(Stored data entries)
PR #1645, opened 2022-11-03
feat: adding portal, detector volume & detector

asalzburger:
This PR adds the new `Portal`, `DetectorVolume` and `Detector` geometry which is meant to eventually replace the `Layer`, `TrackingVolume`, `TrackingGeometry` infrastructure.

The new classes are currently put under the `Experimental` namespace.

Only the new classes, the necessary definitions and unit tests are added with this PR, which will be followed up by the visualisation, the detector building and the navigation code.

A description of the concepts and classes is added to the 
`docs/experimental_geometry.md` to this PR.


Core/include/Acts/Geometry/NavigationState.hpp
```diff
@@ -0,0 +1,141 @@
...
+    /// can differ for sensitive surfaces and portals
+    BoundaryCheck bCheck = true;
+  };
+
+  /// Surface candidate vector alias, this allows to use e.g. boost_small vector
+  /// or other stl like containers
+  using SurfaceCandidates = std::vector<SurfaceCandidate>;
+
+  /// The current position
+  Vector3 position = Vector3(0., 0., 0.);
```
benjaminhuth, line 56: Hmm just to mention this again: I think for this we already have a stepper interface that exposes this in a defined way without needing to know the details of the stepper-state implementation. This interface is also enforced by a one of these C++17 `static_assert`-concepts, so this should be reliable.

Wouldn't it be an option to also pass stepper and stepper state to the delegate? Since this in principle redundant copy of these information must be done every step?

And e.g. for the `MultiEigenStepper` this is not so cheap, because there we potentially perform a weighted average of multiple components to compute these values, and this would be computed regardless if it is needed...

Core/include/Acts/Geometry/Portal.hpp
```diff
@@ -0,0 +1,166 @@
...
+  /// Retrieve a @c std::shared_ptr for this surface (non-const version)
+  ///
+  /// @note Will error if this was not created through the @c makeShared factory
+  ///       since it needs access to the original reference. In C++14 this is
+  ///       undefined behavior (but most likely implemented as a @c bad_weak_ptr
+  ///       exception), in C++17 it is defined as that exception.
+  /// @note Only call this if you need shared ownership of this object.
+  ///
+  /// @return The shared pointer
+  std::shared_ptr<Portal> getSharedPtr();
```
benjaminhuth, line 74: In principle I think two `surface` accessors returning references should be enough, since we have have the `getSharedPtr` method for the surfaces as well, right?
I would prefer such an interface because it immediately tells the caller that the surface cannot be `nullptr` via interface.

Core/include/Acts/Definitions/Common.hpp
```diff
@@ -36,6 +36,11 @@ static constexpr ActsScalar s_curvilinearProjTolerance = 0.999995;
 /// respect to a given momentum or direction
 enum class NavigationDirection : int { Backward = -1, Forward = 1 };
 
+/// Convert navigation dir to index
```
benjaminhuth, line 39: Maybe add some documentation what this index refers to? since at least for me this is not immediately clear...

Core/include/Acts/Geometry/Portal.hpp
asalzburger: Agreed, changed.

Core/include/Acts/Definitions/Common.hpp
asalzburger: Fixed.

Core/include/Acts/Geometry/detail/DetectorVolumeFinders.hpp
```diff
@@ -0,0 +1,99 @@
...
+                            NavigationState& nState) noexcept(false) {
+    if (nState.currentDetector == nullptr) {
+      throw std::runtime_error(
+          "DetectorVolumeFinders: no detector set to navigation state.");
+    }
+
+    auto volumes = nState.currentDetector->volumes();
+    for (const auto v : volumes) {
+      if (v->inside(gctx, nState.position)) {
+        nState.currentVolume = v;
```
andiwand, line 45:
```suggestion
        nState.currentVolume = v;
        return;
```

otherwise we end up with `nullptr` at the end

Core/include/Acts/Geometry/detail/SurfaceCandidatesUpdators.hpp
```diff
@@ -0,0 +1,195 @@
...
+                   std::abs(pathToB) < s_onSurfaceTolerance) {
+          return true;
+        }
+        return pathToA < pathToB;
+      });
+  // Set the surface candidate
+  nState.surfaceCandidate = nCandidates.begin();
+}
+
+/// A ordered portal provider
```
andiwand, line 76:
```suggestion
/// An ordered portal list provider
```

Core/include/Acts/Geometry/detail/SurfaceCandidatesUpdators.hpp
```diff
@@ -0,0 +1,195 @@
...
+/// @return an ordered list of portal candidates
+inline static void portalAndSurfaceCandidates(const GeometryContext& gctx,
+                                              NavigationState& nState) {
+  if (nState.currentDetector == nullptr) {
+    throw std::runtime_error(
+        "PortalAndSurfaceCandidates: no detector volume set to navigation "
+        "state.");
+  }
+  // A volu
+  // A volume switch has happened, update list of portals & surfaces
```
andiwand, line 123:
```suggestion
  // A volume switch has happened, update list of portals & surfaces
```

Prompt:
Count each line above in which the string "benjaminhuth" appears, then state only the total.

Result of this exercise:
3